The balance of power in television has shifted decisively. What began as a niche alternative to cable has become the dominant form of television viewing in American households. For businesses planning their advertising strategies, understanding this shift is essential. Cable advertising, once the default for local and regional advertisers, now reaches a shrinking audience, while streaming offers growing reach and increasingly accessible advertising options.
This transformation creates unprecedented opportunities for businesses of all sizes. Where cable advertising required substantial budgets and long-term commitments, connected TV advertising through streaming platforms allows businesses to start campaigns with budgets as low as $50, reaching audiences on the platforms where they actually spend their viewing time.
What the data shows
The viewing share numbers tell a clear story of streaming's ascendance and traditional TV's decline.

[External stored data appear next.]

PR #3027, opened 2023-10-16
Proposal for Scaler APIs discovery in extension

alrod:


test/Microsoft.Azure.WebJobs.Host.EndToEndTests/Scale/ScaleHostEndToEndTests.cs
```diff
@@ -86,28 +93,38 @@ public async Task ScaleManager_GetScaleStatusAsync_ReturnsExpected(bool tbsEnabl
...
             {
-                if (t.Type == ATriggerType)
-                {
-                    hostBuilder.ConfigureTestExtensionAScale(t);
-                }
-                else
+                builder.UseHostId(hostId);
+
+                // Get the interface type you want to find
+                Type interfaceType = typeof(IWebJobsStartup2);
```
mathewc: Would be good to clean this code up into a pattern we can point people to to follow for actual ScaleHost applications. I think you can simply use the existing [UseExternalStartup](https://github.com/Azure/azure-webjobs-sdk/blob/8960a7294b854b65c2b416b23dfc2fcc80574725/src/Microsoft.Azure.WebJobs.Host/Hosting/WebJobsBuilderExtensions.cs#L206) method, passing in your own discoverer and correct context type? That way we leverage all the existing activation logic.

test/Microsoft.Azure.WebJobs.Host.EndToEndTests/Scale/ScaleHostEndToEndTests.cs
```diff
@@ -20,6 +24,9 @@
 using Xunit;
 using static Microsoft.Azure.WebJobs.Host.EndToEndTests.Scale.ScaleHostEndToEndTests;
 
+[assembly: WebJobsStartup(typeof(TestExtensionA), "testExtensionATrigger")]
```
mathewc: Are you proposing we'd update all the existing extensions this way with an Name ctor param? I think we should use all the existing assembly attributes declared by extensions as is. If not, recommend using in this test what we expect extensions to use. I.e. I think all extensions are currently accepting the default value for Name.

test/Microsoft.Azure.WebJobs.Host.EndToEndTests/Scale/ScaleHostEndToEndTests.cs
```diff
@@ -86,28 +93,38 @@ public async Task ScaleManager_GetScaleStatusAsync_ReturnsExpected(bool tbsEnabl
...
                 {
-                    hostBuilder.ConfigureTestExtensionBScale(t);
+                    var attributes = assembly.GetCustomAttributes<WebJobsStartupAttribute>();
+
+                    foreach (var attribute in attributes)
+                    {
+                        if (interfaceType.IsAssignableFrom(attribute.WebJobsStartupType))
+                        {
+                            // Filter out triggers needed to be be configured
+                            var triggersToConfigure = triggerMetadata.Where(x => x.Type == attribute.Name);
```
mathewc: If we accept the default Name from existing attribute definitions, are we sure these lookups will always match? I.e. we need to verify that the source of the TriggerMetadata.Type is the same as we're using here.

test/Microsoft.Azure.WebJobs.Host.EndToEndTests/Scale/ScaleHostEndToEndTests.cs
```diff
@@ -233,27 +250,31 @@ public ITargetScaler GetTargetScaler()
...
     {
-        public static IHostBuilder ConfigureTestExtensionAScale(this IHostBuilder builder, TriggerMetadata triggerMetadata)
+        public void Configure(IWebJobsBuilder builder)
+        {
+        }
+
+        public void Configure(WebJobsBuilderContext context, IWebJobsBuilder builder)
         {
-            builder.ConfigureServices((context, services) =>
+            var scaleHostBuilderContext = context as ScaleHostBuilderContext;
```
mathewc: recommend doing a null check here which is the pattern extensions will follow, since their configure method can be called in 2 different ways.

test/Microsoft.Azure.WebJobs.Host.EndToEndTests/Scale/ScaleHostEndToEndTests.cs
alrod: I add `ScaleHostBuilderContext.GetTriggersMetadata(string type)` instead.

test/Microsoft.Azure.WebJobs.Host.EndToEndTests/Scale/ScaleHostEndToEndTests.cs
alrod: Yes, using [UseExternalStartup](https://github.com/Azure/azure-webjobs-sdk/blob/8960a7294b854b65c2b416b23dfc2fcc80574725/src/Microsoft.Azure.WebJobs.Host/Hosting/WebJobsBuilderExtensions.cs#L206) makes sense.

test/Microsoft.Azure.WebJobs.Host.EndToEndTests/Scale/ScaleHostEndToEndTests.cs
alrod: I add ScaleHostBuilderContext.GetTriggersMetadata(string type) instead.

test/Microsoft.Azure.WebJobs.Host.EndToEndTests/Scale/ScaleHostEndToEndTests.cs
```diff
@@ -233,27 +235,38 @@ public ITargetScaler GetTargetScaler()
...
-                    return new TestExtensionAScalerProvider(config, scaleOptions, triggerMetadata);
-                });
-            });
-
-            return builder;
+                    builder.Services.AddSingleton<IScaleMonitorProvider>(serviceProvider =>
+                    {
+                        IConfiguration config = serviceProvider.GetService<IConfiguration>();
+                        IOptions<ScaleOptions> scaleOptions = serviceProvider.GetService<IOptions<ScaleOptions>>();
+                        return new TestExtensionAScalerProvider(config, scaleOptions, triggerMetadata);
```
mathewc: I think we're really close to being able to clean all this up so scaler providers can be registered as a Type, rather than having to construct explicitly this way.

If we introduce a new `ITriggerMetadataProvider` interface, the host can register that with DI to provide the metadata, then this extension logic simply becomes the following, allowing DI to be fully used for construction:

```csharp
if (scaleHostBuilderContext != null)
{
    builder.Services.AddSingleton<IScaleMonitorProvider, TestExtensionAScalerProvider>();
    builder.Services.AddSingleton<ITargetScalerProvider, TestExtensionAScalerProvider>();
}
```

We'll then have to decide on ScaleHostBuilderContext since this means it wouldn't be used for trigger metadata. Need to see if there are any other properties that context type needs to convey.

test/Microsoft.Azure.WebJobs.Host.EndToEndTests/Scale/ScaleHostEndToEndTests.cs
```diff
@@ -86,28 +94,22 @@ public async Task ScaleManager_GetScaleStatusAsync_ReturnsExpected(bool tbsEnabl
...
-                    scaleOptions.IsRuntimeScalingEnabled = true;
-                });
+            {
+                builder.UseHostId(hostId);
 
-            foreach (TriggerMetadata t in triggerMetadata)
+                Assembly assembly = Assembly.GetExecutingAssembly();
+
+                var scaleHostBuilderContext = new ScaleHostBuilderContext(triggerMetadata);
+                new DefaultStartupTypeLocator(assembly);
```
mathewc: ? you're newing up an unused type here

test/Microsoft.Azure.WebJobs.Host.EndToEndTests/Scale/ScaleHostEndToEndTests.cs
```diff
@@ -86,28 +94,22 @@ public async Task ScaleManager_GetScaleStatusAsync_ReturnsExpected(bool tbsEnabl
...
-                    scaleOptions.IsTargetScalingEnabled = tbsEnabled;
-                    scaleOptions.MetricsPurgeEnabled = false;
-                    scaleOptions.ScaleMetricsMaxAge = TimeSpan.FromMinutes(4);
-                    scaleOptions.IsRuntimeScalingEnabled = true;
-                });
+            {
+                builder.UseHostId(hostId);
 
-            foreach (TriggerMetadata t in triggerMetadata)
+                Assembly assembly = Assembly.GetExecutingAssembly();
```
mathewc: This isn't needed - DefaultStartupTypeLocator has a default ctor you can use

test/Microsoft.Azure.WebJobs.Host.EndToEndTests/Scale/ScaleHostEndToEndTests.cs
alrod: `IScaleMonitorProvider/ITargetScalerProvider` return singular `IScaleMonitor `and `ITargetScaler`. It looks like we need a some new interface to return collection of scalers in this case.

test/Microsoft.Azure.WebJobs.Host.EndToEndTests/Scale/ScaleHostEndToEndTests.cs
alrod: The DefaultStartupTypeLocator  ctor returns `testhost` assembly but we need `Microsoft.Azure.WebJobs.Host.EndToEndTests`:
image

test/Microsoft.Azure.WebJobs.Host.EndToEndTests/Scale/ScaleHostEndToEndTests.cs
mathewc: My latest commit addresses this

test/Microsoft.Azure.WebJobs.Host.EndToEndTests/Scale/ScaleHostEndToEndTests.cs
```diff
@@ -84,34 +91,37 @@ public async Task ScaleManager_GetScaleStatusAsync_ReturnsExpected(bool tbsEnabl
...
+
+                var webJobsBuilderContext = new WebJobsBuilderContext
                 {
-                    hostBuilder.ConfigureTestExtensionBScale(t);
-                }
-            }
+                    Configuration = context.Configuration,
+                    EnvironmentName = context.HostingEnvironment.EnvironmentName
+                };
+                webJobsBuilderContext.Properties["IsAzureWebJobsScaleHost"] = true;
```
mathewc, line 105: Still considering the best way to flow this property. An alternative might be to add the "context" HostBuilderContext in this scope as a property on WebJobsBuilderContext. We could then leverage the Property collection of that type, and could also set this flag automatically in ConfigureWebJobsScale.

test/Microsoft.Azure.WebJobs.Host.EndToEndTests/Scale/ScaleHostEndToEndTests.cs
```diff
@@ -198,108 +211,185 @@ public Task<HostConcurrencySnapshot> ReadAsync(CancellationToken cancellationTok
...
-            private IOptions<ScaleOptions> _scaleOptions;
-            private IScaleMonitor _scaleMonitor;
-            private ITargetScaler _targetScaler;
-            private TriggerMetadata _triggerMetadata;
+        }
 
-            public TestExtensionScalerProvider(IConfiguration config, IOptions<ScaleOptions> scaleOptions, TriggerMetadata triggerMetadata)
+        public void Configure(WebJobsBuilderContext context, IWebJobsBuilder builder)
+        {
+            if (context.Properties.ContainsKey("IsAzureWebJobsScaleHost"))
```
mathewc, line 224: Still thinking what helper we could add to simplify this Properties check - e.g. an IsScaleHost extension method somewhere

mathewc:
@alrod Assuming this 1 year old draft PR is obsolete? Any work we need to do here?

Current viewing share breakdown (2025)
Based on Nielsen's Gauge data and industry reporting:
Streaming: 44-47% of total TV viewing
Hit record 44.8% in May 2025
July 2025 saw continued growth
Includes Netflix, YouTube, Hulu, Prime Video, Disney+, and dozens more
Growing share month over month
Cable: 22-24% of total TV viewing
Down from highs of 30%+ just a few years ago
Continues steady decline
Sports and news remain strongest categories
Aging audience demographic
Broadcast: 20-21% of total TV viewing
Relatively stable compared to cable
Live events, news, and network series
NFL and major events drive spikes
Generally older audience
Other (DVD, gaming, etc.): 8-10%
Includes gaming console use
DVD/Blu-ray playback
Other connected device usage
The historic May 2025 milestone
According to StreamTV Insider's analysis, May 2025 marked a watershed moment:
Streaming: 44.8% of all TV viewing
Cable + Broadcast combined: 44.2%
First time streaming exceeded traditional TV combined
Netflix streaming hours reached 7.5% alone
YouTube maintained top streaming position at 12%+
This wasn't a temporary spike. The underlying trend has been clear for years, and this milestone represents streaming's permanent position as the dominant form of television viewing.
Year-over-year trends
The shift toward streaming has accelerated:
Streaming share growth:
2021: ~27% of TV viewing
2022: ~34% of TV viewing
2023: ~38% of TV viewing
2024: ~41% of TV viewing
2025: ~45%+ of TV viewing
Cable share decline:
2021: ~35% of TV viewing
2022: ~31% of TV viewing
2023: ~27% of TV viewing
2024: ~24% of TV viewing
2025: ~22% of TV viewing
Streaming has gained approximately 18 percentage points of share since 2021, while cable has lost roughly 13 percentage points. Broadcast has declined more gradually, losing 5-7 percentage points over the same period.
Platform-level viewing shares
Within streaming, viewership is distributed across multiple platforms:
Top streaming platforms by TV viewing share:
YouTube: 12-13% of total TV viewing
Netflix: 7-8% of total TV viewing
Hulu: 2-3% of total TV viewing
Amazon Prime Video: 3-4% of total TV viewing
Disney+: 1-2% of total TV viewing
Peacock: 1-2% of total TV viewing
Max (HBO): 1-2% of total TV viewing
Other streaming: 15%+ combined
YouTube's dominance is notable. The platform alone commands more viewing share than many cable networks combined, making it a critical advertising platform.
Breaking down the numbers
Understanding who watches what helps advertisers make informed decisions about where to invest.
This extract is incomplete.